The atmosphere of this novel really drew me in, with a vividly described Berlin and a real sense of this British man who still sees the novelty of living there (he does know much German, much less than his Swedish wife). At first, it was hard not to be like ‘oh great, another novel about a writer struggling to write another book’, and I think this feeling would’ve been worse if I knew that Chris Power is also known for writing a book of short stories, but after a while I got more engaged with the narrative, especially the way it stays mundane whilst also having underlying threat. 

The narrative is broken up by sections that Robert has supposedly written as he turns Patrick’s story into fiction, which both unfold the story (unreliably of course) and bring up questions about what is the truth and what writers can write about. It was quite apparent this was what the novel was going to engage with seeing as quite early on it becomes clear that Robert’s short stories were mostly just anecdotes from other people he fictionalised. This did make the ‘novel about a struggling writer’ stereotype a little more palatable, as it brought up some questions about what people write about and even by implication if writers should write so many books that just fictionalise people they know (and, indeed, themselves).
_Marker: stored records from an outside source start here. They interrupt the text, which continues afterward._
PR #40, opened 2019-04-09
Enabling old style of landsat ids

ASVincent:
* Enable fallback to landsat_scene_id for older datasets.

### DIFF
--- a/eodatasets/prepare/ls_usgs_l1_prepare.py
+++ b/eodatasets/prepare/ls_usgs_l1_prepare.py
@@ -274,7 +274,9 @@ def prepare_dataset_from_mtl(total_size: int,
         mtl_filename,
     )
 
-    product_id = mtl_doc['metadata_file_info']['landsat_product_id']
+    product_id = mtl_doc['metadata_file_info'].get(
+            'landsat_product_id',
+            mtl_doc['metadata_file_info']['landsat_scene_id'])
 
     additional = additional_props or {}
 


uchchwhash (dismissed):
:+1:

jeremyh:
I had thought scene ids were not unique enough: do they change when USGS reprocesses?

ASVincent:
@jeremyh you know more about this domain than I do, I saw in a previous rendition of a prepare script that it tried one and then the other, I assumed this was due to an evolving metadata specification (as such a justification had been provided elsewhere).
In your experience have you come across packages that are lacking the product_id field from the MTL file?

ASVincent:
Found a source describing the difference between Scene ID and product ID. 
Scene ID was an attribute of the pre-collection datasets, and based on the documentation is unique for a 
spatio-temporal observation and processing version.

It's not guaranteed to be safe (for deterministic UUID generation) but should be appropriate given that the plan is to move away from pre-collection data.
Reference File: https://landsat.usgs.gov/sites/default/files/documents/LSDS-833_V6.0.pdf

jeremyh:
Yeah, all the old datasets have it (but not for UUID generation), The existing/old eodatasets commands (`eod-generate-metadata`/`eod-package`) do our pre-collection packaging at the moment with some integration tests (but they're testing GA-processed examples, not USGS).

I'm worried the rest of this script may not work with pre-collection as they've changed multiple fields in the metadata, some of which could make it fall over if missing. If we want to support pre-collection MTLs in this script I'd prefer we added another integration test case for it.

PR #42, opened 2019-04-17
Adding prepare scripts for [MCD43A1,NCEP/NCAR reanalysis pr_wtr]

ASVincent:
Adds prepare scripts for the MCD43A1 datasets and NCEP/NCAR surface reanalysis 1 pr_wtr.eatm datasets.

TODO:
- ~Update prepare scripts with a description field -- possibly a DOI or link to CMI~
- [x] Confirm netCDF format for datacube
- ~confirm product_name, product_type fields with product owner~
- [x] Confirm product href for new metadata standard

Future Tasks
- provide downsampled MCD43A1 package for integration testing

Additional Files:
-  ncep resampler (to generate a reduced size (temporal) pr_wtr...nc file if it needs to be redone.


eodatasets/prepare/ncep_reanalysis_surface_pr_wtr.py
```diff
@@ -0,0 +1,166 @@
...
+def get_uuid(collection, idx):
+    """
+    Returns a deterministic uuid based on band index and gdal checksum
+    """
+    origin = collection.tags()['NC_GLOBAL#References']
+
+    return uuid.uuid5(
+        NOAA_WATER_VAPOUR_NS,
+        '{}?{}'.format(origin, urllib.parse.urlencode({
+            'checksum': collection.checksum(idx),
```
jeremyh: I think the gdal checksum is a 16-bit checksum intended for error-detection, right? How many of these datasets could we theoretically face?

(from dumping the example, I'm _guessing_ the other two fields are product-specific, not dataset-specific, so it's just the checksum that matters)

eodatasets/prepare/ncep_reanalysis_surface_pr_wtr.py
```diff
@@ -0,0 +1,166 @@
...
+            xkey: collection.bounds.left
+        },
+        'ur': {
+            ykey: collection.bounds.top,
+            xkey: collection.bounds.right
+        }
+    }
+
+
+def get_uuid(collection, idx):
```
jeremyh: These parameters were unclear to me without finding usages of the method. Maybe rename or add type decorators, or both?
```suggestion
def get_uuid(dataset: DatasetReader, band_index: int):
```

(I'm biased towards types because they make many tools more useful...)

eodatasets/prepare/ncep_reanalysis_surface_pr_wtr.py
```diff
@@ -0,0 +1,166 @@
...
+    )
+
+    with rasterio.open(str(dataset), 'r') as collection:
+        collection_start_date = (
+            datetime.datetime.strptime(
+                collection.tags()['time#units'],
+                'hours since %Y-%m-%d %H:%M:%S.%f'
+            )
+        )
+        creation_dt = (
```
jeremyh: defined already a few lines above ([75](https://github.com/GeoscienceAustralia/eo-datasets/pull/42/files#diff-e4f346d610f818ad7bd62ee282ef5b18R75))

(pycharm is warning about this)

eodatasets/prepare/ncep_reanalysis_surface_pr_wtr.py
```diff
@@ -0,0 +1,166 @@
...
+                'center_dt': ds_dt.isoformat(),
+                'coord': get_coords(collection)
+            }
+            md['grid_spatial'] = {
+                'projection': {
+                    'geo_ref_points': get_coords(collection, xkey='x', ykey='y'),
+                    'spatial_reference': rasterio.crs.CRS(init='EPSG:4236').wkt
+                }
+            }
+            md['format'] = {'name': 'netCDF'}
```
jeremyh: Most of the dea products use capitalisation "NetCDF" from the looks of it: https://github.com/GeoscienceAustralia/digitalearthau/search?q=netcdf&unscoped_q=netcdf

(though humorously there's deviations in other repositories :smile: 
netcdf-variations)

eodatasets/prepare/ncep_reanalysis_surface_pr_wtr.py
```diff
@@ -0,0 +1,166 @@
...
+    return datasets
+
+
+def _process_datasets(output_dir, datasets):
+    """
+    Wrapper function for processing multiple datasets
+    """
+    for dataset in datasets:
+        docs = process_datasets(dataset)
+        outfile = output_dir / (dataset.stem + '-metadata.yaml')
```
jeremyh: We previously used `.ga-md.yaml` extension for sidecar metadata (there's a few codebases like sync which will check this: eg. https://github.com/GeoscienceAustralia/digitalearthau/blob/901a2988cadcdd91c4cbcc14105928b94dcfba09/digitalearthau/test_paths.py#L64

tests/integration/prepare/test_ncep_reanalysis_surface_pr_wtr.py
```diff
@@ -0,0 +1,663 @@
...
+                            "x": -1.25,
+                            "y": 91.25
+                        },
+                        "ur": {
+                            "x": 358.75,
+                            "y": 91.25
+                        }
+                    },
+                    "spatial_reference": (
+                        'GEOGCS["Hu Tzu Shan 1950",DATUM["Hu_Tzu_Shan_1950",SPHEROID'
```
jeremyh: I strongly prefer just the epsg "epsg:4236" rather than the full WKT, unless there's a need?

tests/integration/prepare/test_ncep_reanalysis_surface_pr_wtr.py
```diff
@@ -0,0 +1,663 @@
...
+        ncep_reanalysis_surface_pr_wtr.main,
+        '--output', str(output_path), str(NCEP_PR_WTR_FILE)
+    )
+
+    assert expected_metadata_path.exists()
+    docs = list(yaml.safe_load_all(expected_metadata_path.open()))
+
+    for idx in range(len(expected_doc)):
+        doc_diff = _diff(expected_doc[idx], docs[idx], exclude_paths="root['creation_dt']")
+        assert doc_diff == {}, pformat(doc_diff)
```
jeremyh: :+1: Nice tests.

(If it becomes unwieldy: just testing the first two docs and the total count would be fine with me → less code to keep up to date)

eodatasets/prepare/modis_usgs_mcd43a1.py
```diff
@@ -0,0 +1,228 @@
...
+    """
+    Generates a metadata document for each tile provided,
+    requires a path to the input tile (hdf) and the
+    corresponding xml document describing the dataset.
+    """
+    band_info = get_band_info(input_path)
+    xml_md = parse_xml(xml_file)
+
+    md = {}
+    md['id'] = uuid.uuid5(MCD43A1_NS, xml_md.get('granule_id', input_path.name))
```
jeremyh: I don't know anything about granule ids, but I presume they include processing time or proc version? (there's no example anywhere I can see in the diff or tests)

Fallbacks like `input_path.name` have been dangerous in the past (unexpected human usage of a script). Not sure about it.

tests/integration/prepare/test_ncep_reanalysis_surface_pr_wtr.py
```diff
@@ -0,0 +1,663 @@
...
+                    }
+                }
+            },
+            "product_name": "ncep_reanalysis_surface_pr_wtr",
+            "product_type": "auxiliary",
+            "sources": {}
+        },
+        {
+            "creation_dt": "2019-04-17T01:14:42.954377+00:00",
+            "description": "",
```
jeremyh: Exclude the description if blank.

jeremyh (commented):
Nice work Alex

eodatasets/prepare/ncep_reanalysis_surface_pr_wtr.py
ASVincent: origin is product specific, which would facilitate generating a different UUID if the source of the data changes, that could be done by changing the namespace. Not sure if your preference is to drop the parameter or not.
If I keep the origin (url) I should probably add the filename as I don't think I've encoded that in the UUID generation, or use the observation date.
The band_id * 6hrs provides the offset of the observation from the start of the year, I think I should use that with the checksum to distinguish between observations in the UUID generation.

tests/integration/prepare/test_ncep_reanalysis_surface_pr_wtr.py
ASVincent: description is to be filled in with a DOI or link to CMI.

eodatasets/prepare/modis_usgs_mcd43a1.py
ASVincent: I'll remove the fallback :)

tests/integration/prepare/test_ncep_reanalysis_surface_pr_wtr.py
ASVincent: Mostly I just wanted to get the tests over multiple days; not sure if this is an invalid desire.

eodatasets/prepare/ncep_reanalysis_surface_pr_wtr.py
ASVincent: Dataset count is roughly 1460 per annum, 60 year collection.

tests/integration/prepare/test_ncep_reanalysis_surface_pr_wtr.py
sixy6e: Here is a CMI link to the precipitable water content.

https://cmi.ga.gov.au/node/373

sixy6e (approved):
Great work!

PR #43, opened 2019-06-12
Fix spelling error in new prepare scripts; add them to cli

ASVincent:
* Adds new prepare scripts to eod-prepare
* Fixes a spelling error in new prepare scripts; used a common enum to provided consistent spelling


jeremyh (approved):
:+1:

Though I did enjoy reading A Lonely Man for the Berlin setting and the low level tension, it didn’t do enough to subvert or play with the kind of novel it is, especially with a writer protagonist. There was a momentary flirting with having an affair which I didn’t see why the novel needed, especially as most of the other narrative elements felt controlled and very much like they’d all been purposefully chosen for symmetry and comparison throughout the novel as a point about how writers turn stories into something better for fiction. Overall, I appreciated the execution (the sections of Robert’s writing about Patrick were a bit dull, but necessary for the concept) and the atmosphere as a low key literary thriller and it had quite a noir feeling that I think people will enjoy.